Thursday 30 April 2009

Understanding and coping with change

Change throughout life is inevitable, yet we still seem unprepared when it happens to us. Maybe that is the key; change happening to us rather than something we have instigated ourselves.

For example, if we have planned to have a family and we get pregnant and then have a baby we are more or less ready for this by the time it happens. Mother nature kindly gave us 9 months to get our head round the idea even if it were a surprise conception. However, if we walk into work on a Monday morning to be told we are no longer needed, this is a blow. Even with the economic market the way it is, we are still unprepared for something of this magnitude.

It is important to follow our personal changes in life in order to cope with situations where change is out with our control. I have coached a client who was faced with redundancy and although this had been a potential risk factor for a number of months, it was too shocking to deal with alone when it happened. We worked together for a number of sessions and discovered the route of the problem was the inability to move forward due to a lack of awareness of what inspired her.
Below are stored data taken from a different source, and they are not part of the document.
PR #418, opened 2022-12-01
Speed up unpickling

Theelx:


Theelx:
Also add repeat functionality to pytest. This lets me profile jsonpickle using the test suite rather than a custom script.

PR #421, opened 2022-12-06
Use stdlib datetime.timezone instead of pytz in tests

musicinmybrain:
This removes an implicit test dependency (satisfied via `pandas`) on `pytz`.


davvid:
This looks good to me. I'll let @Theelx merge for another set of eyes.

Theelx:
LGTM! Thanks for helping reduce test dependencies!

PR #433, opened 2022-12-28
Warn if a custom pickling handler returns None

jamesrobson-secondmind:
The docstring for the encode function says
```
    :param warn: If set to True then jsonpickle will warn when it
        returns None for an object which it cannot pickle
        (e.g. file descriptors).
```

However, if you pass in a file descriptor when running python 3.8 or higher the `TextIOHandler` gets used. This means that no warning is raised because there’s no check if a handler has returned None.


Theelx:
Thanks so much for noticing and fixing this!

Issue #442, opened 2023-05-10
When decoding a json string, jsonpickle does not re-initialize the class instance.


MamoonAhmad:
Lets say I have this class 

```
class LineItem:
   def __init__(self):
        self.var1 = 1
```

When I encode this json with JSON pickle it will save all the attributes and class definition. And after encoding, lets say I change the class to following.

```
class LineItem:
   def __init__(self):
        self.var1 = 1
        self.var2 = 2
```
        
Now after changing the line item, if I decode the existing json with JSON pickle. The newly decoded class instance of LineItem will not have attribute var2. So if I try to access it, it will throw an error.

In my opinion, there should be an option to reinitialize the class instance.

Theelx:
I agree that such an option should exist. Hopefully I can get around to implementing it over the summer (I'm finishing up my final exams over the next few days).

That being said, it might be very difficult, and there are a lot of bugs that are a higher priority at the moment. If you'd like it sooner, I'd be happy to review and merge a PR, but I can't promise that I'll be able to do the work myself over the next few months (since I'm taking summer classes and have a full-time research job).

davvid:
Perhaps slightly magical, but I added a test case in #445 that demonstrates how you can accomplish this using existing jsonpickle features.

The basic gist of it is that you can provide a boilerplate `__new__` alongside `self.default_factory = self.__class__` and that'll force jsonpickle into calling your constructor during object initialization.

This does mean that your constructor must function without any arguments, but since you implement `__new__` then in theory you can do all kinds of interception there and rewire things as needed after creating the instance. Not advised, but technically possible.

After construction jsonpickle will fill in any data that was present in the json payload, so if you have json with old attributes those will continue to be present in new instances.

Hopefully this approach works for your use case.

Theelx:
Thanks so much davvid!

PR #445, opened 2023-05-23
object_test: demonstrate use of __new__ + default_factory

davvid:
jsonpickle does not currently have an explicit method to ensure that an object constructor must be run.

Add a test that demonstrates how to use __new__ alongside the existing default_factory functionality to create an object that will always run its constructor during jsonpickle object initialization.

Classes must opt-in to this behavior by providing both self.default_factory and an implementation of __new__ to force jsonpickle into using the user-provided constructor.

Related-to: #442

### DIFF
--- a/tests/object_test.py
+++ b/tests/object_test.py
@@ -176,6 +176,24 @@ class ThingWithClassAsDefaultFactory(collections.defaultdict):
         return self.__class__()
 
 
+class ThingWithDefaultFactoryRegistry:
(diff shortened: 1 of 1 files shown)


Theelx:
This looks great! I'm looking at the online documentation right now though, and I think it might be useful to add a documentation page answering FAQs such as this one, so people don't have to search through Github issues and PRs. However, that's a task for another PR, so I'll just merge this one now.

PR #455, opened 2023-08-05
Fix ref-count when pickling dict subclasses

### LINKED ISSUE #453: Dictionary subclasses with referencing are encoded/decoded incorrectly
```python
import jsonpickle

class MyDict(dict):
    def __init__(self, obj=None):
        self.obj = obj or object()

d = MyDict()
d["inner"] = MyDict(d.obj)

assert d.obj == d["inner"].obj

json = jsonpickle.encode(d)

d2 = jsonpickle.decode(json)
assert d2.obj == d2["inner"].obj
```

The second assertion fails, because while `d2["inner"].obj` is correctly decoded to an `object`, `d2.obj` is somehow set to `d2["inner"].__dict__`!

```python
>>> d2["inner"].obj
<object object at 0x0000022AEAD35700>
>>> d2.obj
{'obj': <object object at 0x0000022AEAD35700>}
```

The encoded JSON is:
```json
{
  "py/object": "__main__.MyDict",
  "inner": {
    "py/object": "__main__.MyDict",
    "__dict__": {
      "obj": {
        "py/object": "builtins.object"
      }
    }
  },
  "__dict__": {
    "obj": {
      "py/id": 2
    }
  }
}
```

GREsau:
Fixes #453

### DIFF
--- a/jsonpickle/pickler.py
+++ b/jsonpickle/pickler.py
@@ -775,9 +775,12 @@ class Pickler(object):
 
         # Sub-classes of dict
         if hasattr(obj, '__dict__') and self.unpicklable and obj != obj.__dict__:
-            dict_data = {}
-            self._flatten_dict_obj(obj.__dict__, dict_data)
-            data['__dict__'] = dict_data
+            if self._mkref(obj.__dict__):
+                dict_data = {}
+                self._flatten_dict_obj(obj.__dict__, dict_data)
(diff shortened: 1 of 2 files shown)


Theelx:
Thanks for the contribution! I think this may actually solve some other issues with reference counting being off-by-one, but I'm not sure yet.

PR #456, opened 2023-08-05
Fix depth tracking with list/dict referencing

GREsau:
Currently, the Pickler's depth is incorrectly incremented when flattening lists/dicts that are referenced via `py/id`, and it is not decremented again:

```python
import jsonpickle

l = []
pickler = jsonpickle.Pickler()
print(pickler._depth) # -1

pickler.flatten([])
print(pickler._depth) # -1

pickler.flatten([l])
print(pickler._depth) # -1

pickler.flatten([l, l])
print(pickler._depth) # 0

pickler.flatten([l, l, l, l, l])
print(pickler._depth) # 3
```

With the changes in this PR, all print statements in the above code output the expected value of -1

### DIFF
--- a/jsonpickle/pickler.py
+++ b/jsonpickle/pickler.py
@@ -788,7 +788,6 @@ class Pickler(object):
                     self._list_recurse if type(obj) is list else self._flatten_dict_obj
                 )
             else:
-                self._push()
                 return self._getref
 
         # We handle tuples and sets by encoding them in a "(tuple|set)dict"


stefan6419846:
This might should have a corresponding test as well to ensure this behaves correctly and will not break in a future version.

Theelx:
Thank you so much! This PR and #455 are extremely helpful, and will likely fix a lot of issues with `py/id`!  I must agree with Stefan though, a test is necessary for this case. If you'd rather, I can make and push a test, but I want to give you the option first in case you think there need to be additional tests along these lines.

GREsau:
I didn't think a test case for this bug/fix would be very useful, since it's such a specific case. The now-deleted broken line of code was presumably left over from a long-past refactoring, so I feel like writing a test for this would only really be testing that this specific no-longer-existing line of code still doesn't exist 😄 

Bear in mind the `_depth` field doesn't impact the `py/id` values - it's only used for making sure we haven't reached the max depth, so it's actually quite difficult for this bug to actually cause any user-impact, and writing a test to ensure lists/dicts with referencing can be pickled/unpickled technically wouldn't be sufficient to catch the original problem.

It _could_ be worth adding some `_depth == -1` assertions to existing tests as an extra safety net to make sure nothing else like this happens, but again I don't think it's worth just testing lists/dicts, since the only code that treated them differently (at least with respect to the `_depth` value) no longer exists.

Of course if you want to make a test anyway, I certainly won't stop you! 😄

PR #459, opened 2023-08-13
Add depth test

Theelx:
Add test for #456.


Theelx:
I also ran black and ssort on all the jsonpickle code.

PR #462, opened 2023-08-16
readthedocs: specify build.os

davvid:
readthedocs deprecated build.image. We need to specify the OS used by the build these days.

Related-to: https://blog.readthedocs.com/use-build-os-config/


davvid:
I don't have a good way to test this locally so I'm kinda editing this blind. Hopefully this works ;-)

Theelx:
LGTM!

PR #471, opened 2023-11-30
Fix jsonpickle handling of missing modules or attributes

aviramstr:
I think the inner `except` in `loadclass` is a bug. It's causing `loadclass` to skip attributes it can't find along the module path.

For example: `loadclass("numpy.missing")` returns `numpy` instead of failing.

Also, `loadclass("numpy.bla.bla.bla.array")` returns `numpy.array`.

Update:

There is a test named `test_unpickler_on_missing` which should have caught this, but it coincidentally passed anyway. 
The reason is: 
1. The test was decoding an instance of a local class. This shouldn't work, but because of the above bug, `loadclass` returned the test function as the class, instead of `None`.
2. It was then unable to instantiate the class (because it's not the class, it's the function)
3. The code treated this failure as a case of a missing object, and the test passed.

So I fixed the test to use a nonlocal class (Specifically, the `Outer` class defined in the test suite). I also modified it to test missing nested attributes.

The test still failed at this point, seems like it is because of another bug - a missing call to `_process_missing` in the case `loadclass` returns `None`. When adding it, all tests pass.

### DIFF
--- a/CHANGES.rst
+++ b/CHANGES.rst
@@ -1,13 +1,10 @@
-v3.0.4
-======
-    * Fixed a bug where unpickling a missing class would return a different object
-      instead of ``None``. (+471)
-    * Fixed the handling of missing classes when setting ``on_missing`` to ``warn`` or ``error``. (+471)
-
 v3.0.3
 ======
     * Fixed a bug where pickling some built-in classes (e.g. zoneinfo) 
       could return a ``None`` module. (#447)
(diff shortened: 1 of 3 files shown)


stefan6419846:
You should probably add corresponding test(s) as well.

aviramstr:
Thanks @stefan6419846 , actually there was already a test that should have caught this. See the updated description.

aviramstr:
@Theelx  sure, done.

PR #473, opened 2024-01-08
tests: generate coverage reports using tox

davvid:


davvid:
yay for CI tests. It looks like the older ubuntus don't have tox v4. I'll take a stab at getting the CI tests to install tox v4 before running the tox tests.

.coveragerc
```diff
@@ -1,6 +1,5 @@
 [run]
 omit = .tox/*
-parallel = true
```
Theelx, line 3: Is the parallel option no longer supported? I feel like parallel would provide a good speedup for running tests,

README.rst
Theelx, line 1: Is it possible to move the jsonpickleJS movement to a different PR? While I doubt it'll matter in the future to anyone, it's still nice to keep separate issues in separate PRs.

Theelx (changes requested):
We need a CHANGES.rst entry even for internal changes, but apart from that every suggestion of mine is optional.

.coveragerc
davvid: `parallel = true` interestingly doesn't actually control whether coverage runs in parallel. It makes it write to separate files so that coverage could be generated in parallel by an outer process.

What's odd is that `parallel = true` doesn't actually seem to do anything as far as I can tell. I suspect that `pytest-cov` is in charge and its `--cov-append` option is how they allow for parallelism.

Good point about wanting tox to run in parallel. I've updated this MR to now use `tox run-parallel --parallel-live`.

README.rst
davvid: Yup, I'll move that to another PR. I added changelog entries as well.

I have another PR lined up that replaces `flake8` with `ruff`. I'll stack 'em so that the reordering comes after the pytest + tox related changes.

davvid:
Let me know if I should split out another PR from this one -- 5973b26b2f2fc21abbfa2d3af03fcef244f80cce and the commits leading up to it could be split out into a PR that only handles the python3.12-related changes.

Theelx (approved):
This all looks great to me! Thanks for the edits!

PR #928, opened 2016-03-02
Add `STRIP_RELEASE_BINARY` option to Makefile

akiss77:
It is already supported by CMakeLists, might be useful to allow it
to be passed through Makefile.


zherczeg:
Isn't this the default?

akiss77:
On Linux, Darwin, and OpenWRT targets, this is ON by default, on MCU targets, the default is OFF. It'd be good to have a way of overriding it.

E.g., I'd like to have symbols in my release linux binaries to be able to get at least somewhat meaningful objdumps/disassemblies -- this would need turning that option OFF.

(According to my understanding, it has no effect on the "important" parts of the binary, e.g., on text and data sizes.)

LaszloLango:
LGTM

zherczeg:
LGTM

Issue #923, opened 2016-02-29
Date-related test failures on arm/linux


akiss77:
On current master (5d3aa98), arm/linux target fails on 5 date-related tests. Details below.

I've been building jerry on Ubuntu 14.04.3 LTS x86_64 GNU/Linux 3.13.0 with cross toolchain arm-linux-gnueabihf-gcc 4.8.2, and testing it with qemu user space emulation as follows:
```
TOOLCHAIN=build/configs/toolchain_linux_armv7l-hf.cmake TIMEOUT=300 make NINJA=1 test-js.debug.linux.j
```

5 tests in the suite fail (all seem to be date-related):
```
[32/259] /home/akiss/devel/jerry/jerryscript/build/bin/debug.linux/jerry  /home/akiss/devel/jerry/jerryscript/tests/jerry/date-annexb.js: FAIL (1)
Script assertion failed
[33/259] /home/akiss/devel/jerry/jerryscript/build/bin/debug.linux/jerry  /home/akiss/devel/jerry/jerryscript/tests/jerry/date-construct.js: FAIL (1)
Script assertion failed
[34/259] /home/akiss/devel/jerry/jerryscript/build/bin/debug.linux/jerry  /home/akiss/devel/jerry/jerryscript/tests/jerry/date-getters.js: FAIL (1)
Script assertion failed
[36/259] /home/akiss/devel/jerry/jerryscript/build/bin/debug.linux/jerry  /home/akiss/devel/jerry/jerryscript/tests/jerry/date-setters.js: FAIL (1)
Script assertion failed
[37/259] /home/akiss/devel/jerry/jerryscript/build/bin/debug.linux/jerry  /home/akiss/devel/jerry/jerryscript/tests/jerry/date-tostring.js: FAIL (1)
Script assertion failed
```

To reproduce the above failures, the installation of some packages (cross-gcc and qemu) may be needed:
```
sudo apt-get install gcc-arm-linux-gnueabihf libc6-dev-armhf-cross qemu-user-static
```

The failures are blocking #898

PR #929, opened 2016-03-02
Disable date object related system calls by default.

LaszloLango:
`gettimeofday` system call cause problems on multiple platforms, so better to disable by default.

Related issue: #923

### DIFF
--- a/jerry-core/ecma/builtin-objects/ecma-builtin-helpers-date.c
+++ b/jerry-core/ecma/builtin-objects/ecma-builtin-helpers-date.c
@@ -26,16 +26,10 @@
 
 #ifndef CONFIG_ECMA_COMPACT_PROFILE_DISABLE_DATE_BUILTIN
 
+#ifdef JERRY_ENABLE_DATE_SYS_CALLS
 #include <sys/time.h>
 
-/**
- * Timezone structure
- */
-struct timezone
-{
-  int tz_minuteswest;     /**< minutes west of Greenwich */
-  int tz_dsttime;         /**< type of DST correction */
-};
+#endif /* JERRY_ENABLE_DATE_SYS_CALLS */
 
 /** \addtogroup ecma ECMA
  * @{
@@ -456,15 +450,21 @@ ecma_date_week_day (ecma_number_t time) /**< time value */
 ecma_number_t __attr_always_inline___
 ecma_date_local_tza ()
 {
+#ifdef JERRY_ENABLE_DATE_SYS_CALLS
   struct timeval tv;
   struct timezone tz;
 
+  tz.tz_minuteswest = 0; /* gettimeofday may not fill tz, so zero-initializing */
+
   if (gettimeofday (&tv, &tz) != 0)
   {
-    return ecma_raise_type_error ("gettimeofday failed");
+    return ecma_number_make_nan ();
   }
 
   return tz.tz_minuteswest * -ECMA_DATE_MS_PER_MINUTE;
+#else /* !JERRY_ENABLE_DATE_SYS_CALLS */
+  return ECMA_NUMBER_ZERO;
+#endif /* JERRY_ENABLE_DATE_SYS_CALLS */
 } /* ecma_date_local_tza */
 
 /**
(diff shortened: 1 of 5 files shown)


akiss77:
Issue analysis:

In jerry-core/ecma/builtin-objects/ecma-builtin-helpers-date.c, we rely on the second argument of `gettimeofday(&tv, &tz)` to determine the time zone. Unfortunately, Linux manuals state that "The use of the timezone structure is obsolete; the tz argument should normally be specified as NULL." Our bad luck is that qemu takes this seriously, and its `gettimeofday` syscall implementation simply avoids the second argument: it does not fill anything there, even if the pointer is non-NULL. 

(Note: Real Linux kernels still provide valid tz info, that's why we haven't faced this problem until now. Moreover, our main target is a real device and not qemu emulation, of course. However, qemu is our only chance to get ARM tests work on Travis. So we should deal with the issue, IMHO.)

We could work around the trouble. At both places where we use the second argument, we use `struct timezone tz;`. If we would pre-initialize `tz` with zeros (`= { 0, 0 };`), then however we run jerry, we wouldn't find garbage in `tz.tz_minuteswest` and thus would be on the safe side.

Conclusions:

I wouldn't guard out date syscalls but would go with the initializations.

Notes:

- Changing `ecma_raise_type_error ("gettimeofday failed")` to `ecma_number_make_nan ()` seems an unrelated change to me. Why's that?
- I'd definitely move `struct timezone` to sys/time.h since it's surely not the responsibility of ecma-builtin-helpers-date.c. (I haven't noticed its introduction in the last buildfix.)
- The above is kinda hipothetical, it hasn't beed tried out on jerry but on an example test app only.

LaszloLango:
> Changing ecma_raise_type_error ("gettimeofday failed") to ecma_number_make_nan () seems an unrelated change to me. Why's that?

The return value is `ecma_number_t` and `ecma_raise_type_error` returns `ecma_value_t`, so this is a bug and should be fixed.

LaszloLango:
@akiss77, updated the PR. There are still build issues with external compilers. (Ex.: https://launchpad.net/gcc-arm-embedded/5.0/5-2015-q4-major/+download/gcc-arm-none-eabi-5_2-2015q4-20151219-linux.tar.bz2) So I still prefer to disable by default.

jerry-core/config.h
```diff
@@ -180,4 +180,12 @@
  */
 #define CONFIG_PARSER_ENABLE_PARSE_TIME_BYTE_CODE_OPTIMIZER
 
+/**
+  * Enable timezone and daylightsaving system calls for date object
+  *
+  * Note:
+  *      Experimental. Works on Ubuntu 14.04.
+  */
+// #define ECMA_ENABLE_DATE_SYS_CALLS
```
akiss77: Is there a way to enable the calls without editing config.h? If not, we wont be testing it "ever" -- neither with local precommit checks, nor on Travis. Which makes all gettimeofday-related code paths effectively dead. External tool chains are not the primary targets (strictly IMHO). If their users need tweaks, they shoud be the one to do edits to config.h.

jerry-core/ecma/builtin-objects/ecma-builtin-helpers-date.c
```diff
@@ -456,15 +450,19 @@ ecma_date_week_day (ecma_number_t time) /**< time value */
 ecma_number_t __attr_always_inline___
 ecma_date_local_tza ()
 {
-  struct timeval tv;
-  struct timezone tz;
+#ifdef ECMA_ENABLE_DATE_SYS_CALLS
+  struct timeval tv = { 0, 0 }; /* gettimeofday may not fill tv, so zero-initializing */
```
akiss77: Actually, _this_ comment is not true. Only `tz` is obsolete.

jerry-core/ecma/builtin-objects/ecma-builtin-helpers-date.c
```diff
@@ -483,15 +481,19 @@ ecma_date_daylight_saving_ta (ecma_number_t time) /**< time value */
     return time; /* time is NaN */
   }
 
-  struct timeval tv;
-  struct timezone tz;
+#ifdef ECMA_ENABLE_DATE_SYS_CALLS
+  struct timeval tv = { 0, 0 }; /* gettimeofday may not fill tv, so zero-initializing */
```
akiss77: ditto

jerry-core/config.h
LaszloLango: It looked like to me that is the common way. (see: CONFIG_VM_RUN_GC_AFTER_EACH_OPCODE) But I agree with you. A build option would be good.

LaszloLango:
@akiss77, updated the patch. You can enable sys calls with `DATE_SYS_CALLS=ON make...` build option.

akiss77:
The guards still make me sad, but LGTM (FWIW).

zherczeg:
LGTM

PR #935, opened 2016-03-07
Build fix for mbedk64f target

robertsipka:

### DIFF
--- a/jerry-core/jerry-port.c
+++ b/jerry-core/jerry-port.c
@@ -50,5 +50,5 @@ int jerry_port_errormsg (const char *format, /**< format string */
  */
 int jerry_port_putchar (int c) /**< character to put */
 {
-  return putchar (c);
+  return putchar ((unsigned char) c);
 } /* jerry_port_putchar */


LaszloLango:
LGTM

jerry-core/jerry-port.c
```diff
@@ -50,5 +50,5 @@ int jerry_port_errormsg (const char *format, /**< format string */
  */
 int jerry_port_putchar (int c) /**< character to put */
 {
-  return putchar (c);
+  return putchar ((unsigned char) c);
```
zherczeg: Why this is a problem?

http://www.cplusplus.com/reference/cstdio/putchar/

putchar should accept int argument.

robertsipka:
@zherczeg : A conversion error (conversion to 'unsigned char' from 'int' may alter its value) occurs when I tried to build to mbedk64f target with enabled USE_COMPILER_DEFAULT_LIBC. 
It's the default value of this option (hard-coded in the Makefile.mbedk64f), and the same happens when I compile another board with the following options:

She had no idea what she wanted to do. She knew the job she had been in was not right for her but it was ‘comfortable’ and she could get by doing it. Finally, having accepted the changes that had occurred to her over a number of years she was able to build up a new data of her values and beliefs in life. She almost rewrote who she was. This gave her the confidence to venture deeper and discover what she wanted to do. ‘If only I had kept track of who I was as I was changing, this would have been much easier and quicker’. She was right.

We get too caught up in living our lives that we rarely, if ever, stop to reflect. Reflection is a critical part of understanding who we are at any given time. It is easy for us to avoid this, especially in a society where the media are so geared up to tell us what we think. Someone else is doing the hard part for us.

I worked with another client who was having difficulty with a friendship. This friendship had been a good one for years and they were struggling to understand why suddenly there was a huge rift between them. We documented the pattern of the friendship since it had begun. We catalogued important changes. On doing this, my client realised that they had been drifting apart for a number of years. They were now too far down the line to rectify the situation and they felt easier about ending the friendship. Had they met today, they would never have been friends. By understanding changes that happen as they happen, we have two choices. Do you want to alter something to keep the friendship together or are you happy to let the change take place with the possibility of drifting apart? This prevents the situation above where it becomes shocking that a friendship no longer works. We stop believing our friend is the person they were when we met them. We understand we too are different.

Change is always easier when it is something we have driven. We should however, be ready to cope with changes that happen to us. Take time each day or once a week to reflect on situations with friends and family, news stories and work issues. This way we will be more ready to accept as we will have confidence in our decisions.